Sometimes, when I look into your eyes you give me this smile that could save the world. Tears rush to my eyes out of nowhere and at that moment nothing else matters. Little M, we love you more than anything. You and your brother bring us joy everyday. Thank you for coming into our lives, the Lord has truly blessed us. And everything else will fall into place.





Friday, July 31, 2009

Little M is nearly finished with her Level 1 foods. So, I'm stocking up on Level 2 foods from none other than Gerber. I wish I had the patience and the time to make her baby food but alas, I don't, Gerber to the rescue. I probably coulda...shoulda, woulda with B-man but I didn't make baby food with him either. I'm one of those manic mother's (maybe the only one) that goes by the book when it comes to feeding. IT's crazy how much I have forgotten in 4 years since B-man was a baby. While picking up some Level 2 baby food a tear came to my eye when I saw that she would be starting meats. Not because we are vegetarian or anything. But, simply because she is growing up too fast. It's just going way to quickly.
I'm so surprised that the ORGANIC food is about 50 cents more than baby food that is not organic. It really costs that much more to NOT use pesticides? But really, if it's not coming from my own personal garden (I'm ashamed to say I don't have one) then how organic is it really, I mean, seriously!

Look who is finally liking Great Grandma! Little M is doing so many things on her own now that I think she is much happier. Since she has discovered this new found independence we get more down around the house and hear many more giggles. Her favorite thing is to look in the mirror and laugh.
B-man is once again enjoying 'school' with mommy. And can I just say that my son is the most difficult student ever. He just gets something in his head and won't let it go. He seems to have an aversion to vowels. He has no problem with consonants though. I do think his eyes are hindering his learning. (He can't see up close real well) But we have since hired a 'tutor' aka M&Ms. Get the letter, get an M&M, win WIN!

Here is what the end of the day looks like. B-man had just come in from hours of helping daddy mow and Little M is pooped from sitting up so long. So, both are chillaxin and watching the ever so popular Baby Einstein!
New to our house! COOKING MORE THAN ONCE A WEEK! Most of you probably read Kelly's Korner and My Charming Kids but I recently read a great post from the Pommerville's at their blog. I hope you enjoy as much as I did.






Monday, July 27, 2009

Fun with Friends

Saturday was my best friend's birthday! This is her sweet girl Hailey, who has been begging to hold Little M since she was born. Finally, she got to hold her while we were over at her house. Isn't she great! Hailey is a girl after my own heart. I love her soo much!
She played with Little M while the brothers played with trains, planes, music, automobiles..... You should see my best friend's house, it is full of wonderful toys! Never a boring moment!

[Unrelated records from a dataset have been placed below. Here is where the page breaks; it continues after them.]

PR #592, opened 2023-10-31
ed25519-dalek: hide secret in `SigningKey`'s `Debug` impl

### LINKED ISSUE #591: `Debug` implementation of `SigningKey` will print secret key material
Since the `Debug` implementation of `SigningKey` is derived, the `secret_key` is being printed and because `SecretKey` is just a type alias for `[u8; 32]`, it uses the std debug implementation for `[T; N]`:

https://github.com/dalek-cryptography/curve25519-dalek/blob/598695c4007d7ee3f48760668c47cf89b9aefb67/ed25519-dalek/src/signing.rs#L61-L64

I think in order to protect users from leaking their secret key, this should be omitted in the Debug output.

tarcieri:
Uses `finish_non_exhaustive` in lieu of printing the `secret_key` component of a `SigningKey`, only showing the corresponding `verifying_key` field which can be used to identify the public key.

Closes #591

### DIFF
--- a/ed25519-dalek/src/signing.rs
+++ b/ed25519-dalek/src/signing.rs
@@ -9,6 +9,8 @@
 
 //! ed25519 signing keys.
 
+use core::fmt::Debug;
+
 #[cfg(feature = "pkcs8")]
 use ed25519::pkcs8;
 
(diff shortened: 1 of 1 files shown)


tarcieri:
Oh joy, we're getting hit by an unrelated nightly regression that misidentifies unused imports.

Let me open a separate PR for that.

robjtede (approved):

tarcieri:
Rebased. Hopefully that fixes the build.

rozbb (approved):

PR #593, opened 2023-10-31
CI: fix minimal-versions resolution

tarcieri:
To avoid nightly regressions breaking the build, the CI configuration has been updated to *only* use nightly for resolving Cargo.lock by using `cargo update -Z minimal-versions`.

Previously, it was running `cargo check` which would attempt to compile all of the dependencies and the code, which is why the diagnostic bug was triggered. By avoiding any kind of code compilation using nightly we can avoid such regressions in the future.

Additionally, the clippy job has been changed to run on the latest stable release (1.73.0) rather than nightly, which will prevent future clippy lints from breaking the build. Instead, they can be addressed when clippy is updated.

### DIFF
--- a/.github/workflows/workspace.yml
+++ b/.github/workflows/workspace.yml
@@ -85,7 +85,7 @@ jobs:
     runs-on: ubuntu-latest
     steps:
     - uses: actions/checkout@v3
-    - uses: dtolnay/rust-toolchain@nightly
+    - uses: dtolnay/rust-toolchain@1.73.0
       with:
         components: clippy
     - run: cargo clippy --target x86_64-unknown-linux-gnu --all-features
--- a/.github/workflows/curve25519-dalek.yml
+++ b/.github/workflows/curve25519-dalek.yml
@@ -134,10 +134,9 @@ jobs:
     runs-on: ubuntu-latest
     steps:
     - uses: actions/checkout@v3
-    # First run `cargo +nightly -Z minimal-verisons check` in order to get a
-    # Cargo.lock with the oldest possible deps
+    # Re-resolve Cargo.lock with minimal versions
     - uses: dtolnay/rust-toolchain@nightly
-    - run: cargo -Z minimal-versions check --no-default-features --features serde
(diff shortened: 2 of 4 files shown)


rozbb:
Unused import stuff is fixed in https://github.com/dalek-cryptography/curve25519-dalek/pull/590

tarcieri:
It is? How?

Regardless, this approach should be more futureproof in regard to any other nightly regressions.

.github/workflows/workspace.yml
```diff
@@ -85,7 +87,7 @@ jobs:
     runs-on: ubuntu-latest
     steps:
     - uses: actions/checkout@v3
-    - uses: dtolnay/rust-toolchain@nightly
+    - uses: dtolnay/rust-toolchain@1.73.0
```
tarcieri, line 90: We should definitely pin clippy rather than running nightly clippy

rozbb:
Some of the contents of `field.rs` was `pub use`, but the module itself is only `pub(crate)`. I suppose the new warning could be a bug, but it still points out correctly that there was a lot of superfluous pub use.

I agree about the CI being more robust. My only concern is that this adds another chore. Is there a buildabot type automation for this?

tarcieri:
@rozbb if you merge #590 I can unpin nightly

rozbb:
Merged

tarcieri:
Updated with the `nightly` pin removed, although notably if we don't pin nightly it's a source of nondeterminism in the build.

I still think the other changes simplify/stabilize the build if we don't do that, but personally I find it frustrating whenever the build breaks due to things unrelated to my changes.

rozbb:
I agree. If we had a more streamlined way of addressing it separately from our PRs then I'd go for it. Only reason I think we should have nightly in the CI is bc it forces us to make changes for what's coming down the pike into stable.

If you still think it's more reasonable to pin, though, then I'm happy to do it

tarcieri:
Let's cross that bridge when we get there (again), I guess.

At least these changes will limit the scope of the failures to the nightly test.

PR #596, opened 2023-11-01
add hash_to_curve method for Edwards curves

mikelodder7:
Adds hash_to_curve for Edwards points according to [RFC9390](https://datatracker.ietf.org/doc/rfc9380/)


burdges:
RFC9390 requires an XoF, and gives sha2 xmd as a named cipher suite, but RFC9390 permits choosing another XoF like shake128 instead.  I guess maybe the traits expose this option?

mikelodder7:
Yes they do. If you look ExpandMsg supports ExpandMsgXmd or ExpandMsgXof

burdges:
Alright, so already possible to choose shake128 with this PR?  nice  :)

mikelodder7:
Yes any XOF, Shake128, Shake256, etc.

dignifiedquire:
Fyi it is RFC 9380 not 9390 :)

B-man played and played and played and played. In one part of the house we had kids playing in the music center, then with trains, baby toys in another part, and then the adults got out the Karaoke machine. Time to hide!!! LOL. Stephanie is a great singer, me?, not so much.
Life really can't get much better than this, happiness was emanating from each corner of the house.

Did I mention that Little M is sitting up on her own? Notice the pillows? Just a precaution. Hailey had a great time playing with Little M and she was doing a great job making sure she didn't fall backwards. But at one point Little M got a little tired of holding herself up and she did a nose dive. Poor Hailey looked absolutely horrified! She said "I didn't know she could fall forward". Of course, Little M was perfectly fine, it just scared her a little. Hailey was more hurt than Little M. She is a very responsible and caring girl and it broke her heart. It may have been my best friend's birthday but it was one of the best days I'VE had in a long time.